# WHAT THE EXERCISE ASKS:
Whenever a line in the material below includes "added", copy that line.

***** EXTRACTED MATERIAL

PR #2166, opened 2023-04-22
Improvements in mentionedJidList and content, referring to sendMessage

rafael-ofc:
All the changes made do not oblige users to modify their codes, but this adds new options when sending a message, simplifying some tasks.

## mentionedJidList
When mentioning a participant, you don't necessarily need to send an array of objects, but you can also send an array of strings, which makes it easier to mention specific users, see the example below:
```js
//Sending messages with mentions
client.sendMessage(msg.from, `Hello @5516****8888`, {mentions: ["5516****8888@c.us"]})
```


NuevaGeneracionALB:
Perfeito 👌

src/structures/MessageMedia.js
shirser121, line 1: Why add fromAll instead of do the check in the sendMessage and call fromUrl or fromFilePath?

rafael-ofc: That's an idea too, but when it comes to software architecture, shouldn't each class have its unique responsibilities?

 Anything else I can do is change here.

shirser121: @pedroslopez @PurpShell what do you think?

PurpShell: Greatly disagree with the use of fromAll. This may seem like a good idea, but it'll bring a lot of exploits that allow RCE and file extortion from the filesystem.

rafael-ofc: > Discordo totalmente do uso de fromAll. Isso pode parecer uma boa ideia, mas trará muitos exploits que permitem RCE e extorsão de arquivos do sistema de arquivos.

Correct, but what about using (fs.existsSync()), do you think it's a good idea to use it?  To know if the path is a url or a folder

rafael-ofc: image
I was thinking of using it like this, directly in sendMessage, what do you think?

If it finds the key url, it executes this code, otherwise it continues normally, being able to use other methods.

PurpShell: Use it in your own code

purpshell (changes requested):
Split into more than one pull request

rafael-ofc:
> Dividido em mais de um pull request

What is to be changed?

src/structures/MessageMedia.js
NuevaGeneracionALB: > Use-o em seu próprio código

Difficult the situation of the project, I am thinking of using it for a while and analyzing the response data of the developers of whatsapp-web.js, but do not apply the idea of almost any new developer, and when they launch the idea already ready, they discard the revolution of the project and ask for use in the code itself, and the idea is for the advancement of the project and not itself,  Everything that is created is to maintain stability and also advancement.

src/Client.js
```diff
@@ -2,6 +2,7 @@
 
 const EventEmitter = require('events');
 const puppeteer = require('puppeteer');
+const fs = require('fs');
```
PurpShell, line 5:
```suggestion
```

src/Client.js
```diff
@@ -751,12 +752,17 @@ class Client extends EventEmitter {
...
             extraOptions: options.extra
         };
 
         const sendSeen = typeof options.sendSeen === 'undefined' ? true : options.sendSeen;
 
+        if (content.url) {
+            let { url, ...contentOptions } = content;
+            content = fs.existsSync(url) ? await MessageMedia.fromFilePath(url) : await MessageMedia.fromUrl(url, contentOptions);
+        }
+
```
PurpShell, line 765:
```suggestion
```

purpshell (changes requested):
Just revert the fromAll functionality I think. Too many security exploits will be caused by this

purpshell (approved):

Aliyss:
If we do this it may make sense, that we let the user handle the map serialized and only allow for serialized ids, without the contact object?

@PurpShell

PurpShell:
> If we do this it may make sense, that we let the user handle the map serialized and only allow for serialized ids, without the contact object?
> 
> @PurpShell

Yes, i think so, to improve code quality and allow for more options and less errors.. Getting the contacts is mostly a hindrance and not an enjoyable time

PurpShell:
@Aliyss updated

aliyss (approved):
lgtm

Aliyss:
>  If we decided to switch to TS at the time of the TS declarations being added, that would've been much easier to maintain than to have a TS declarations file and an outdated JS config.

 +1 to everything. Lets switch to TS!

loic-hamdi:
`Mentions with an array of Contact are now deprecated. See more at https://github.com/pedroslopez/whatsapp-web.js/pull/2166.`


`index.d.ts` has not been updated, it still ask for `array of Contact`

```ts
/** Contacts that are being mentioned in the message */
        mentions?: Contact[]
```

amirave:
bumping @loic-hamdi.

PR #255, opened 2018-07-31
Refactor dropdown package

wishdasher:
* Move {ActionItem, OptionItem, SeparatorItem} to be children of the menus instead of as an `items` prop -- this brings the design closer to the one I used for Choice and removed the need for different but duplicate props definitions
* Distinguish additional opener styling from dropdown styling
* Move the check and checkbox out into their own file (and cleaned up the styling logic) -- this made `option-item.js` cleaner


jeresig:

Built with commit 44b333ad6881166eccde7d062eaa6def83f269c8

https://deploy-preview-255--wonder-blocks.netlify.com

kevinbarabash:
@wishdasher cool!  I'll have a look tomorrow.

packages/wonder-blocks-dropdown/components/action-menu.js
```diff
@@ -162,14 +165,45 @@ export default class ActionMenu extends React.Component<MenuProps, State> {
...
+                    key: index,
+                    onToggle: (value, state) =>
+                        this.handleSelected(value, state),
+                    selected: selectedValues
+                        ? selectedValues.includes(item.props.value)
+                        : false,
+                    variant: "check",
+                });
+            } else {
+                return React.cloneElement(item, {
```
jeresig: If you don't then you can just `return item;` here.

packages/wonder-blocks-dropdown/components/single-select.js
```diff
@@ -50,9 +49,14 @@ type Props = {|
     light: boolean,
 
     /**
```
jeresig: I'm mixed on the additional style props, but I'm struggling to think of a better option, so I think this is fine!

packages/wonder-blocks-dropdown/util/types.js
```diff
@@ -1,31 +0,0 @@
-// @flow
```
jeresig: Woohoo!

packages/wonder-blocks-dropdown/components/check-icons.js
```diff
@@ -0,0 +1,131 @@
...
+
+type CheckProps = {|
+    disabled: boolean,
+    selected: boolean,
+    pressed: boolean,
+    hovered: boolean,
+    focused: boolean,
+|};
+
+export const Check = (props: CheckProps) => {
```
jeresig: 🛑 Hmm - I think I'd prefer having these be split into two files (we've been good about keeping 1 React component per file, exported using `export default class ...`). It doesn't look like there is very much shared between these two components, save for `CheckProps` and I think it's fine to duplicate that.

packages/wonder-blocks-dropdown/components/check-icons.js
```diff
@@ -0,0 +1,131 @@
...
+    white,
+    offBlack,
+    offBlack16,
+    offBlack32,
+    offBlack50,
+    offWhite,
+} = Color;
+
+type CheckProps = {|
+    disabled: boolean,
```
jeresig: Would be good to add explicit comments to each of these to explain them `/** ... */`

packages/wonder-blocks-dropdown/components/check-icons.js
```diff
@@ -0,0 +1,131 @@
+// @flow
+
+/**
```
jeresig: The comment should be placed above the `export default class ...` so that it gets picked up by Styleguidist.

styleguide.config.js
```diff
@@ -27,7 +27,11 @@ module.exports = {
...
         {
             name: "Dropdown",
+            content: "packages/wonder-blocks-dropdown/docs.md",
             components: [
+                "packages/wonder-blocks-dropdown/components/action-item.js",
+                "packages/wonder-blocks-dropdown/components/separator-item.js",
+                "packages/wonder-blocks-dropdown/components/option-item.js",
                 "packages/wonder-blocks-dropdown/components/action-menu.js",
                 "packages/wonder-blocks-dropdown/components/single-select.js",
                 "packages/wonder-blocks-dropdown/components/multi-select.js",
```
jeresig: Would be worth having an "Internal Components" section here with Check/Checkbox, as well? (I'm not sure if there are any other internal components but maybe they would be included, too.)

wishdasher: I added the internal Dropdown component but not Check/Checkbox. The main reason I took those out was to clean up the `option-item.js` file, and I feel like they don't really serve as functional components that are worth pointing out because it's a bunch of styling that is very dependent on the OptionItem design anyways.

packages/wonder-blocks-dropdown/components/action-menu.md
```diff
@@ -26,43 +26,19 @@ const styles = StyleSheet.create({
...
-                }
-            ]}
-            menuText="Betsy Appleseed"
             alignment="right"
-        />
+            menuText="Betsy Appleseed"
+        >
+            <ActionItem label="Profile" href="http://khanacademy.org/profile" />
+            <ActionItem label="Teacher dashboard" href="http://khanacademy.org/coach/dashboard" />
+            <ActionItem label="Settings (onClick)" onClick={() => console.log("user clicked on settings")} />
```
kevinbarabash: This is a lot more compact and readable!

packages/wonder-blocks-dropdown/components/action-menu.md
```diff
@@ -100,49 +76,23 @@ class HybridMenu extends React.Component {
...
+            <OptionItem label="Show homework assignments" value="homework"
+                onClick={(state) => console.log(`Show homework assignments ${(!state).toString()}`)} />
+            <OptionItem label="Show in-class assignments" value="in-class"
+                onClick={(state) => console.log(`Show in-class assignments ${(!state).toString()}`)} />
+        </ActionMenu>
     }
 }
 
-<View style={[styles.row]}>
+<View style={styles.row}>
```
kevinbarabash: nice

packages/wonder-blocks-dropdown/components/checkbox.js
```diff
@@ -0,0 +1,111 @@
...
+        : selected && !clickInteraction
+            ? blue
+            : white;
+    const checkColor = disabled
+        ? offBlack32
+        : clickInteraction
+            ? pressed
+                ? activeBlue
+                : blue
+            : white;
```
kevinbarabash: Oh wow.  I know people don't like nested ternaries but I'm okay with them as long as they're formatted like this.  Thanks prettier.

packages/wonder-blocks-dropdown/components/checkbox.js
```diff
@@ -0,0 +1,111 @@
...
+            ]}
+        >
+            {selected && (
+                <Icon
+                    icon={checkboxCheck}
+                    size="small"
+                    color={checkColor}
+                    style={[
+                        disabled && selected && styles.disabledCheckFormatting,
+                    ]}
```
kevinbarabash: super nit: parens aren't necessary here

packages/wonder-blocks-dropdown/components/dropdown.js
```diff
@@ -170,7 +169,10 @@ export default class Dropdown extends React.Component<DropdownProps> {
                     }
                     modifiers={{
                         wbVisibility: visibilityModifierDefaultConfig,
-                        preventOverflow: {boundariesElement: "viewport"},
+                        preventOverflow: {
+                            boundariesElement: "viewport",
+                            escapeWithReference: true,
```
kevinbarabash: What does this do?

packages/wonder-blocks-dropdown/components/multi-select.js
```diff
@@ -174,41 +157,69 @@ export default class MultiSelect extends React.Component<Props, State> {
...
-                    value={item.value}
-                    variant="checkbox"
-                />
-            );
+    getShortcuts(): Array<
+        React.Element<typeof ActionItem | typeof SeparatorItem>,
+    > {
+        const {children, selectedValues, shortcuts} = this.props;
+        const numOptions = React.Children.count(children);
+        // TODO(sophie): translate for i18n
```
kevinbarabash: This almost feels like a STOPSHIP... we need to figure this out soon otherwise people will start using them and then we'll get complaints about English on i18n sites.

kevinbarabash: I think there may be another English string somewhere.  It would be nice to have a linter to find them.

packages/wonder-blocks-dropdown/components/multi-select.js
```diff
@@ -67,9 +64,14 @@ type Props = {|
...
-     * Optional styling to add.
+     * Optional styling to add to the opener component.
      */
-    style?: any,
+    openerStyle?: any,
+
+    /**
+     * Optional styling to add to the dropdown wrapper.
+     */
+    dropdownStyle?: any,
```
kevinbarabash: When would we need to style the dropdown?

packages/wonder-blocks-dropdown/components/multi-select.md
```diff
@@ -140,6 +138,9 @@ const styles = StyleSheet.create({
         margin: 10,
         padding: 20,
     },
+    setWidth: {
+        width: 170,
```
kevinbarabash: We should use `minWidth` in our examples to promote best practices around `i18n`.

packages/wonder-blocks-dropdown/components/multi-select.md
```diff
@@ -159,25 +160,24 @@ class SimpleMultiSelect extends React.Component {
...
             onChange={(selectedValues) => this.handleChanges(selectedValues)}
             selectedValues={this.state.selectedValues}
             selectItemType="Great Houses"
-            style={{
-                width: 170,
-                maxWidth: 170,
-            }}
-        />;
+            openerStyle={styles.setWidth}
+            dropdownStyle={styles.setWidth}
```
kevinbarabash: I don't think we should ever be setting the width on the dropdown.

packages/wonder-blocks-dropdown/components/option-item.js
```diff
@@ -183,124 +106,74 @@ export default class OptionItem extends React.Component<OptionProps> {
...
+                            : (hovered || focused) && styles.focus,
                         disabled && styles.disabled,
-                        !disabled &&
-                            (pressed
-                                ? styles.active
-                                : (hovered || focused) && styles.focus),
                     ];
 
                     return (
-                        <StyledButton style={[defaultStyle]} {...handlers}>
```
kevinbarabash: I'm curious why the switch from `StyledButton` to `View`.

packages/wonder-blocks-dropdown/components/dropdown.js
```diff
@@ -59,13 +59,13 @@ type DropdownProps = {|
      * Styling specific to the dropdown component that isn't part of the opener.
      */
     dropdownStyle?: any,
```
kevinbarabash: This should probably just be `style` now.

packages/wonder-blocks-dropdown/components/checkbox.js
wishdasher: Unfortunately, prettier reformats this part to use the parentheses.

packages/wonder-blocks-dropdown/components/dropdown.js
wishdasher: It keeps the anchor and popper element in the same relative position with each other. There's still some kinks in the popper positioning I'm looking at.

packages/wonder-blocks-dropdown/components/multi-select.js
wishdasher: I agree... We can potentially use props to pass in all the phrasing that we want, but we would need to be wary of phrasal ordering assumptions.

packages/wonder-blocks-dropdown/components/multi-select.md
wishdasher: Done! Wow, that was much simpler than what I was anticipating having to do and also makes a whole lot more sense 😅

packages/wonder-blocks-dropdown/components/checkbox.js
kevinbarabash: I sometimes forget that prettier is there in the background always tidying up our code.

packages/wonder-blocks-dropdown/components/option-item.js
kevinbarabash: This is fine, I was just curious. 🙂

**********

# PROBLEM SOLUTION:
>  If we decided to switch to TS at the time of the TS declarations being added, that would've been much easier to maintain than to have a TS declarations file and an outdated JS config.
wishdasher: I added the internal Dropdown component but not Check/Checkbox. The main reason I took those out was to clean up the `option-item.js` file, and I feel like they don't really serve as functional components that are worth pointing out because it's a bunch of styling that is very dependent on the OptionItem design anyways.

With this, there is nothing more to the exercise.